3. The decals were placed toward the outer edge of the rim making the truing process more difficult until I removed them. (Hint: Velocity, if you want us to keep the decals on place them in a location where they wont be a nuisance while in the truing stand).

4. Finally, after removing the decals there was a spot where the anodizing wasn't very thick and so now there is a spot the size of a quarter on the rim. It looks like a light sharpie was used (I suppose I can post a pic later if someone wants). They offered to send me new decals, but I declined.

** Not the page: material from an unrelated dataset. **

PR #270, opened 2015-09-13
flush changelist more frequently

### LINKED ISSUE #267: kqueue: spurious events after register() and immediate close()
With mio v.0.4.3 on OSX, if I run the below program and run `nc 127.0.0.1 12345` in another terminal, it prints "stream event. THIS SHOULD NEVER HAPPEN".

Now, with all that said, I really like the way these rims ride. They are on a Salsa Vaya that gets lots of miles on both road and gravel (more on gravel). They feel very solid, but not heavy (unlike the Bonty rims I was using on those same hubs). My rims weighed in at 449g and 452g each - well under the 460g weights on the website.

I originally had some Schwalbe Marathon Supremes with tubes on them for the road and light gravel. I'd originally only used only one wrap of blue Velocity tubeless tape and while they are not tubeless tires I'd previously aired them up tubeless on some Bonty rims. As winter and worse conditions approached I added another lap of tape put on a pair of Ritchey Shields - tubeless. These are not tubeless tires either and I run them at around 50-55 psi max. They've been going strong and holding air nicely and ride quite well. 

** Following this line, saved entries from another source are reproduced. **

PR #274, opened 2015-09-14
Add a link to an article about "rotor" library

tailhook:
I've set link text to something different from article title because I feel the original title is too generic to be useful in this list. Feel free to change this.

[Review on Reviewable](https://reviewable.io/reviews/carllerche/mio/274)


carllerche:
Merged, thanks 8c87253824f306bfe8d11028d88ab885818c2eff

I did a short 40-mile "Sprint" gravel grinder a couple of weeks ago and they rolled along without complaint (my leg's were another story ;-)) and have not needed any truing in spite of the odd single track detour on the way back from work.

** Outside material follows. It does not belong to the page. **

PR #275, opened 2015-09-15
Return remote peer address in TcpListener::accept

### LINKED ISSUE #258: TcpListener.accept() should return SocketAddr as well

alexcrichton:
This brings the API more in line with the `std::net::TcpListener`'s signature by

My next wheelset will require a front thru-axel for a new carbon gravel bike (still TBD, though the Asylum Meuse is the current frontrunner) and I'm leaning towards the Grails on a set of DT350 hubs (28h) for economy and the ability to change axel configurations at a lighter weight. I suppose I should look the the Pacenti rims as well... 

There's more than my .02


----------



## seely (Feb 13, 2007)

Stevereeneo said:


> This thread caught my eye and I figured I'd toss in a bit of my own experience to share and give a bump.
> 
> I built up a pair of Ailerons in early September using some older Ritchey WCS hubs (28h) I had from a friend (the front has their "skraxle" to give you an idea of their vintage) and DT competition spokes with alloy nips. The build was fairly uneventful though I'd have to second dgaddis1's comments on Velocity's poor finish and lack of attention to small details before sending their rims out the door.
> 
> ...


Just to clarify one point, our rims are not welded. We actually use a sleeved join. There's an aluminum "joiner" that has the same profile of the rim, just slightly smaller. The rim is brought together and the adhesive activates and sets.


----------



## Stevereeneo (Aug 19, 2003)

seely said:


> Just to clarify one point, our rims are not welded. We actually use a sleeved join. There's an aluminum "joiner" that has the same profile of the rim, just slightly smaller. The rim is brought together and the adhesive activates and sets.
> View attachment 302758
> View attachment 302759


I stand corrected! Thanks for the information, I appreciate the clarification.
S


----------



## seely (Feb 13, 2007)

Stevereeneo said:


> I stand corrected! Thanks for the information, I appreciate the clarification.
> S


Anytime! I actually just built up a set of Ailerons for myself... can't wait to get out on them!


----------



## Stevereeneo (Aug 19, 2003)

Those wheels look sharp! What kind of hubs did you use? How many spokes? 3x?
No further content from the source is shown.